Assignment:
The reply must reproduce each line below exactly.

Stored data:
PR #382, opened 2020-03-24
acme: validate address range, when writing to addr

neosimsim:
Report an "address out of order" error instead of crashing, e.g. when
running

	9 echo -n '#3,#2'  | 9p write acme/$winid/addr
	9 echo -n 'dot=addr' | 9p write acme/$winid/ctl

or

	9 echo -n '0/yyy/,0/xxx/' | 9p write acme/$winid/addr
	9 echo -n 'dot=addr'      | 9p write acme/$winid/ctl

with `acme/$winid/body`

	xxx yyy

I'm not so happy validating the address twice but validating in src/cmd/acme/addr.c:/^address
seems to be safer. Unfortunately to get a proper error message, I have to validate
again in src/cmd/acme/xfid.c:/^xfidwrite. Maybe one should replace `evalp` with an error string or error object.


neosimsim:
Is there anything I can do to speedup the review?

PR #389, opened 2020-05-05
Update AIX support

bhuntsman:
This lets most everything compile under AIX using IBM's XL/C.
However, the change to lib9/fmt using stdatomic (9505cd1) breaks it as XL/C does not support C11 atomics.


rsc:
Merged by hand, with some changes. Thanks.

PR #392, opened 2020-05-08
all: AIX updates

bhuntsman:
On AIX, in most cases defining _ALL_SOURCE is the right thing to do.  But occasionally it isn't.
This gets sticky because in some cases _ALL_SOURCE is the only feature test macro that causes some things to be defined that we definitely don't want, as is the case with libdiskfs, acme, etc.  In other cases, such as parts of lib9, it's the only feature test macro that defines some things we need in netinet/in.h.  I wasn't able to find a good solution that fits both use cases.  I'm open to suggestions for alternatives.

### DIFF
--- a/bin/9c
+++ b/bin/9c
@@ -137,7 +137,7 @@ case "$tag" in
 		cflags="$ngflags -g"
 		cflags="$cflags -D__sun__ -D__${s}__"
 		;;
-*AIX*)	usexlc
+*AIX*)		usexlc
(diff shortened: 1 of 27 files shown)


rsc:
We simply _cannot_ put AIX-specific tests in all these programs. We need to find a way to modify u.h and _only_ u.h.

rsc:
For concreteness, what is the problem that happens with acme without this change?

PR #394, opened 2020-05-10
AIX updates

bhuntsman:
On AIX, defining _ALL_SOURCE causes a number of conflicts, but we can work around them here.  Affected by the change are:

libdiskfs
acme
diff
rc


bin/9c
```diff
@@ -137,7 +137,7 @@ case "$tag" in
 		cflags="$ngflags -g"
 		cflags="$cflags -D__sun__ -D__${s}__"
 		;;
-*AIX*)	usexlc
+*AIX*)		usexlc
```
bhuntsman, line 140: It looks odd here, but looks right in vi.

rsc:
The fact that you had to work around the word 'class' makes me think xlc is running in C++ mode. Is it? Is there some way to run in C mode?

bhuntsman:
Sadly, no.  xlc_r is C mode, xlC_r is c++.
The conflict is in /usr/include/math.h.  Here is the problematic section:

```C
#ifndef    __cplusplus
extern     int      class();
#else
     /* _class does nothing but calls class subroutine
      * internally. So prototyping like this will
      * still work and avoid compilation errors
      */
extern     int      _class(double);
#endif
```

Here is a result of attempting to compile src/cmd/diff/diffreg.c without that #define in u.h:

```
$ mk
9c  diffreg.c
diffreg.c:84.5: 1506-343 (S) Redeclaration of class differs from previous declaration on line 1462 of "/usr/include/math.h".
diffreg.c:84.5: 1506-382 (I) The type "int*" of identifier class differs from previous type "int()".
mk: 9c  diffreg.c  : exit status=exit(1)
```

rsc:
I think I have picked up all the changes from this sequence, one way or another. Please sync and see what's left that needs fixing. Thanks for all the info.

PR #397, opened 2020-05-18
Fix devdraw and lib9 so it works again in linux and x11

gdiazlo:
I don't know if the recent changes are related to a bigger redesign, but these changes make devdraw and lib9 to build and work on linux/x11 again.

### DIFF
--- a/src/lib9/open.c
+++ b/src/lib9/open.c
@@ -318,7 +318,7 @@ dirreadmax(int fd, Dir **dp, int max)
 				return -1;
 			break;
 		}
-		if(de->d_name[de->d_namlen] != 0)
+		if(de->d_name[_D_EXACT_NAMLEN(de)] != 0)
 			sysfatal("bad readdir");
 		if(de->d_name[0]=='.' && de->d_name[1]==0)
 			continue;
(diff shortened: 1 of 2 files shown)


src/lib9/open.c
```diff
@@ -318,7 +318,7 @@ dirreadmax(int fd, Dir **dp, int max)
 				return -1;
 			break;
 		}
-		if(de->d_name[de->d_namlen] != 0)
+		if(de->d_name[_D_EXACT_NAMLEN(de)] != 0)
```
bhuntsman, line 321: This doesn't work on AIX.
Alternatively, we could add the following line in u.h for the AIX section:

define _D_EXACT_NAMLEN(d) strlen ((d)->d_name)

gdiazlo: Sorry I could only test on Linux with glibc 2.3, I supposed that was a POSIX thing that could make the code work between the variants using d_namlen and d_reclen. Not sure what's the best option here. May be stick with strlen always?

rsc:
Thank you. Fixed lib9 separately and cherry-picked and submitted your X11 fix.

Response below:
PR #382, opened 2020-03-24
acme: validate address range, when writing to addr

neosimsim:
Report an "address out of order" error instead of crashing, e.g. when
running

	9 echo -n '#3,#2'  | 9p write acme/$winid/addr
	9 echo -n 'dot=addr' | 9p write acme/$winid/ctl

or

	9 echo -n '0/yyy/,0/xxx/' | 9p write acme/$winid/addr
	9 echo -n 'dot=addr'      | 9p write acme/$winid/ctl

with `acme/$winid/body`

	xxx yyy

I'm not so happy validating the address twice but validating in src/cmd/acme/addr.c:/^address
seems to be safer. Unfortunately to get a proper error message, I have to validate
again in src/cmd/acme/xfid.c:/^xfidwrite. Maybe one should replace `evalp` with an error string or error object.


neosimsim:
Is there anything I can do to speedup the review?

PR #389, opened 2020-05-05
Update AIX support

bhuntsman:
This lets most everything compile under AIX using IBM's XL/C.
However, the change to lib9/fmt using stdatomic (9505cd1) breaks it as XL/C does not support C11 atomics.


rsc:
Merged by hand, with some changes. Thanks.

PR #392, opened 2020-05-08
all: AIX updates

bhuntsman:
On AIX, in most cases defining _ALL_SOURCE is the right thing to do.  But occasionally it isn't.
This gets sticky because in some cases _ALL_SOURCE is the only feature test macro that causes some things to be defined that we definitely don't want, as is the case with libdiskfs, acme, etc.  In other cases, such as parts of lib9, it's the only feature test macro that defines some things we need in netinet/in.h.  I wasn't able to find a good solution that fits both use cases.  I'm open to suggestions for alternatives.

### DIFF
--- a/bin/9c
+++ b/bin/9c
@@ -137,7 +137,7 @@ case "$tag" in
 		cflags="$ngflags -g"
 		cflags="$cflags -D__sun__ -D__${s}__"
 		;;
-*AIX*)	usexlc
+*AIX*)		usexlc
(diff shortened: 1 of 27 files shown)


rsc:
We simply _cannot_ put AIX-specific tests in all these programs. We need to find a way to modify u.h and _only_ u.h.

rsc:
For concreteness, what is the problem that happens with acme without this change?

PR #394, opened 2020-05-10
AIX updates

bhuntsman:
On AIX, defining _ALL_SOURCE causes a number of conflicts, but we can work around them here.  Affected by the change are:

libdiskfs
acme
diff
rc


bin/9c
```diff
@@ -137,7 +137,7 @@ case "$tag" in
 		cflags="$ngflags -g"
 		cflags="$cflags -D__sun__ -D__${s}__"
 		;;
-*AIX*)	usexlc
+*AIX*)		usexlc
```
bhuntsman, line 140: It looks odd here, but looks right in vi.

rsc:
The fact that you had to work around the word 'class' makes me think xlc is running in C++ mode. Is it? Is there some way to run in C mode?

bhuntsman:
Sadly, no.  xlc_r is C mode, xlC_r is c++.
The conflict is in /usr/include/math.h.  Here is the problematic section:

```C
#ifndef    __cplusplus
extern     int      class();
#else
     /* _class does nothing but calls class subroutine
      * internally. So prototyping like this will
      * still work and avoid compilation errors
      */
extern     int      _class(double);
#endif
```

Here is a result of attempting to compile src/cmd/diff/diffreg.c without that #define in u.h:

```
$ mk
9c  diffreg.c
diffreg.c:84.5: 1506-343 (S) Redeclaration of class differs from previous declaration on line 1462 of "/usr/include/math.h".
diffreg.c:84.5: 1506-382 (I) The type "int*" of identifier class differs from previous type "int()".
mk: 9c  diffreg.c  : exit status=exit(1)
```

rsc:
I think I have picked up all the changes from this sequence, one way or another. Please sync and see what's left that needs fixing. Thanks for all the info.

PR #397, opened 2020-05-18
Fix devdraw and lib9 so it works again in linux and x11

gdiazlo:
I don't know if the recent changes are related to a bigger redesign, but these changes make devdraw and lib9 to build and work on linux/x11 again.

### DIFF
--- a/src/lib9/open.c
+++ b/src/lib9/open.c
@@ -318,7 +318,7 @@ dirreadmax(int fd, Dir **dp, int max)
 				return -1;
 			break;
 		}
-		if(de->d_name[de->d_namlen] != 0)
+		if(de->d_name[_D_EXACT_NAMLEN(de)] != 0)
 			sysfatal("bad readdir");
 		if(de->d_name[0]=='.' && de->d_name[1]==0)
 			continue;
(diff shortened: 1 of 2 files shown)


src/lib9/open.c
```diff
@@ -318,7 +318,7 @@ dirreadmax(int fd, Dir **dp, int max)
 				return -1;
 			break;
 		}
-		if(de->d_name[de->d_namlen] != 0)
+		if(de->d_name[_D_EXACT_NAMLEN(de)] != 0)
```
bhuntsman, line 321: This doesn't work on AIX.
Alternatively, we could add the following line in u.h for the AIX section:

define _D_EXACT_NAMLEN(d) strlen ((d)->d_name)

gdiazlo: Sorry I could only test on Linux with glibc 2.3, I supposed that was a POSIX thing that could make the code work between the variants using d_namlen and d_reclen. Not sure what's the best option here. May be stick with strlen always?

rsc:
Thank you. Fixed lib9 separately and cherry-picked and submitted your X11 fix.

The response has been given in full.